# What this task involves:
From the entries below, please output exactly the lines starting at the one containing "PR #947, opened 2024-01-10" and ending at the one containing "Update the description", both included.

# Source records:
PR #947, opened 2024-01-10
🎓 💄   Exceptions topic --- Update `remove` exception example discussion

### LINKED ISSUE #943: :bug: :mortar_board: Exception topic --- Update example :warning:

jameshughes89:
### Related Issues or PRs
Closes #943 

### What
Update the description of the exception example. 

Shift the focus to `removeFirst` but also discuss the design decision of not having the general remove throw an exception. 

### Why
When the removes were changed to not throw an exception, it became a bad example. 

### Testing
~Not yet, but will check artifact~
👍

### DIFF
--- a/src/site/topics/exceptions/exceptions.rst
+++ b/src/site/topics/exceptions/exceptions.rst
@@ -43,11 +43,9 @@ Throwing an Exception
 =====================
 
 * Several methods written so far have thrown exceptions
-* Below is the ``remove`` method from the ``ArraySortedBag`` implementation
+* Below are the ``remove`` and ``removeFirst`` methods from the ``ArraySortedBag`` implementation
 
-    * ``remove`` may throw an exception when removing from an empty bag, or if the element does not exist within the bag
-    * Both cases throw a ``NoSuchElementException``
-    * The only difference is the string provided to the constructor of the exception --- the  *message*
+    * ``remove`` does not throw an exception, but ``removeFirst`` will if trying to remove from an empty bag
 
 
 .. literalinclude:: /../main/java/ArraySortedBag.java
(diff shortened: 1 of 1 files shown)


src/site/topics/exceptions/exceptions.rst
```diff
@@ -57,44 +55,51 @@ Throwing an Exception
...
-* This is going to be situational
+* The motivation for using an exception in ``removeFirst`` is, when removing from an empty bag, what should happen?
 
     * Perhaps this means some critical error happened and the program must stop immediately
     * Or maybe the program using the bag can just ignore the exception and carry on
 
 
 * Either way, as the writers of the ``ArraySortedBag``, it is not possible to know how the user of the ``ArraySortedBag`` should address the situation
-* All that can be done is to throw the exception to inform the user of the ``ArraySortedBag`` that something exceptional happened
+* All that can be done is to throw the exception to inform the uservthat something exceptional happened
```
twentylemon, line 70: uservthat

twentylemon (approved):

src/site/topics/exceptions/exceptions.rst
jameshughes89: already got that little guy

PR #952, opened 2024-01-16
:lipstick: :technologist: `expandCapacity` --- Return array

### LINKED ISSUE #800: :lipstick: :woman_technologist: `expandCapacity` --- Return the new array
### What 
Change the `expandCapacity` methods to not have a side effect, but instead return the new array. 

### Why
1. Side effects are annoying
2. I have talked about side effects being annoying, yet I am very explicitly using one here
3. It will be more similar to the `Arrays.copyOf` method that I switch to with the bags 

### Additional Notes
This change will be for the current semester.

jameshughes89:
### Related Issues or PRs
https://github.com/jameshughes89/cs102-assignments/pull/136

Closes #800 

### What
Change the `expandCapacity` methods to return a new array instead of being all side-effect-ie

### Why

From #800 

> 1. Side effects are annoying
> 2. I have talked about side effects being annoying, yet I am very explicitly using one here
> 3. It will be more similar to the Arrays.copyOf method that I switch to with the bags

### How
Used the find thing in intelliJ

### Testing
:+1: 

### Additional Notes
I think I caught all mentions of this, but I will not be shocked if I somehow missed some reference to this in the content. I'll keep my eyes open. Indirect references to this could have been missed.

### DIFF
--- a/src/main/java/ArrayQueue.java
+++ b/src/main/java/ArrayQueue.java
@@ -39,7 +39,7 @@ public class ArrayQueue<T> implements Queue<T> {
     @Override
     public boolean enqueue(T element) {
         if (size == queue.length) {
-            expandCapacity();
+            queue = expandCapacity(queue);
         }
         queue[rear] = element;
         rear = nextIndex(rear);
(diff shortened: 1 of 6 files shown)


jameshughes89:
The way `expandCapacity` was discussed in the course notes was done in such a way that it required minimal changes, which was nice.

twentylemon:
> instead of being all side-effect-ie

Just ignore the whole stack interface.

* * *

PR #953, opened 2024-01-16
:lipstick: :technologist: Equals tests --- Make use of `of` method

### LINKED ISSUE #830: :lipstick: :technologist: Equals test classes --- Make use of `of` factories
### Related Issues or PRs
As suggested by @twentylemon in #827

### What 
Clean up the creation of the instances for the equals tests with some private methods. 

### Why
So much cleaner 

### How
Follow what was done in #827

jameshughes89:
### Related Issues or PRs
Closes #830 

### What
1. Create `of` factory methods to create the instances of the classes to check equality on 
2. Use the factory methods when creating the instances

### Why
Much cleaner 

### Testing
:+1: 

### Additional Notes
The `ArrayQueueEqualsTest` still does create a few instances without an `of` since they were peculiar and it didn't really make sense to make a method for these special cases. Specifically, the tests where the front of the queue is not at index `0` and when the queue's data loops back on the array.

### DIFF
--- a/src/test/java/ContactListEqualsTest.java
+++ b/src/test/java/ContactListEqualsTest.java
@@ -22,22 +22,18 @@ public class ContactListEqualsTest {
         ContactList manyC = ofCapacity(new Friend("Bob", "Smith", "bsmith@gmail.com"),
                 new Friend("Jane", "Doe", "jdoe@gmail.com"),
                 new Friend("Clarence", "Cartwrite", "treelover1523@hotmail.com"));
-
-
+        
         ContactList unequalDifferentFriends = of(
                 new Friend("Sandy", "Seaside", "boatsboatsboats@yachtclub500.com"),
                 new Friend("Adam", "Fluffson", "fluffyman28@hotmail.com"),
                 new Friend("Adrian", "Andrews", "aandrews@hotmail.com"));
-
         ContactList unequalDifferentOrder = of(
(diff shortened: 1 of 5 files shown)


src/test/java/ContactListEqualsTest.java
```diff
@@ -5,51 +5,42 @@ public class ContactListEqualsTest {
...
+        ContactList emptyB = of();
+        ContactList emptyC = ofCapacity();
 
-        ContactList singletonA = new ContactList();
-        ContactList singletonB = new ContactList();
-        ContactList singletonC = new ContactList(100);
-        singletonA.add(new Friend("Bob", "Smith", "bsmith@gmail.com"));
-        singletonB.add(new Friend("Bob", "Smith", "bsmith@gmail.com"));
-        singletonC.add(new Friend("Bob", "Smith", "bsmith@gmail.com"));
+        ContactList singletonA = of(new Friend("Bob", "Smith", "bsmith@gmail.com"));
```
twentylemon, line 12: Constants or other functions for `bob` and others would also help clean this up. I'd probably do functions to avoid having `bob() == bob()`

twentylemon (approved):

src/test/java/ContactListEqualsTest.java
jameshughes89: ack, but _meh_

---

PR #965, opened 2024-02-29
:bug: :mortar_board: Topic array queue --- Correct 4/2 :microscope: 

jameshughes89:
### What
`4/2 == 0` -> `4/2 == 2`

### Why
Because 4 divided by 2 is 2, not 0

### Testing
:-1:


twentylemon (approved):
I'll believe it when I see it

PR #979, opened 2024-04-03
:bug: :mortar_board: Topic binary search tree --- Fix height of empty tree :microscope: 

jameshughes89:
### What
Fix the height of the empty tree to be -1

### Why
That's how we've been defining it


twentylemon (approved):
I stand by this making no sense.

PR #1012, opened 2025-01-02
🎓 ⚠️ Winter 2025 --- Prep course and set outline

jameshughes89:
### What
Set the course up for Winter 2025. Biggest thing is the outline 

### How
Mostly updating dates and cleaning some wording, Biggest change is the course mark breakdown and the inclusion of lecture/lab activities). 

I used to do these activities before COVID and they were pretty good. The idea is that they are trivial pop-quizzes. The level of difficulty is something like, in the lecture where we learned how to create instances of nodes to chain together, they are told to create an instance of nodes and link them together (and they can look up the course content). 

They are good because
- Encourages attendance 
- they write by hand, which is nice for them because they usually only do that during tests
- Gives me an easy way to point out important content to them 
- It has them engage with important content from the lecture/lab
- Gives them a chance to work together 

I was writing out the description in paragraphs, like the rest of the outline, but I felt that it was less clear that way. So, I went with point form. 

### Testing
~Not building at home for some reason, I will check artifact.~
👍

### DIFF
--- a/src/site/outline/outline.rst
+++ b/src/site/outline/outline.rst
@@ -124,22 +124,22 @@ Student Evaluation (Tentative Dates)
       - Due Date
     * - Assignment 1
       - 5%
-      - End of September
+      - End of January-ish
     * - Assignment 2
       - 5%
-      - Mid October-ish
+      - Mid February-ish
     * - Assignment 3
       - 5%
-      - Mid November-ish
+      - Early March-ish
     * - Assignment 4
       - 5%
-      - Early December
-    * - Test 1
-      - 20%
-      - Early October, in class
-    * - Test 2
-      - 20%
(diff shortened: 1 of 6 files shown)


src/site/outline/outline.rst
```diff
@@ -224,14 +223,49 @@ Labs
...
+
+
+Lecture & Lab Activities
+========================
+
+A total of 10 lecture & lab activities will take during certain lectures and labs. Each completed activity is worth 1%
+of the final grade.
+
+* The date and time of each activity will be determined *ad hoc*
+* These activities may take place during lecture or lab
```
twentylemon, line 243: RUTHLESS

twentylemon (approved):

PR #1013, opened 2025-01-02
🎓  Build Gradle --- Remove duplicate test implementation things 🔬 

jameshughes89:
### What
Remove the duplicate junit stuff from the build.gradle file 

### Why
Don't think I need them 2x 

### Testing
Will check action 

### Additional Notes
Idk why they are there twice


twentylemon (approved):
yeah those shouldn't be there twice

# The answer:
PR #947, opened 2024-01-10
🎓 💄   Exceptions topic --- Update `remove` exception example discussion

### LINKED ISSUE #943: :bug: :mortar_board: Exception topic --- Update example :warning:

jameshughes89:
### Related Issues or PRs
Closes #943 

### What
Update the description of the exception example. 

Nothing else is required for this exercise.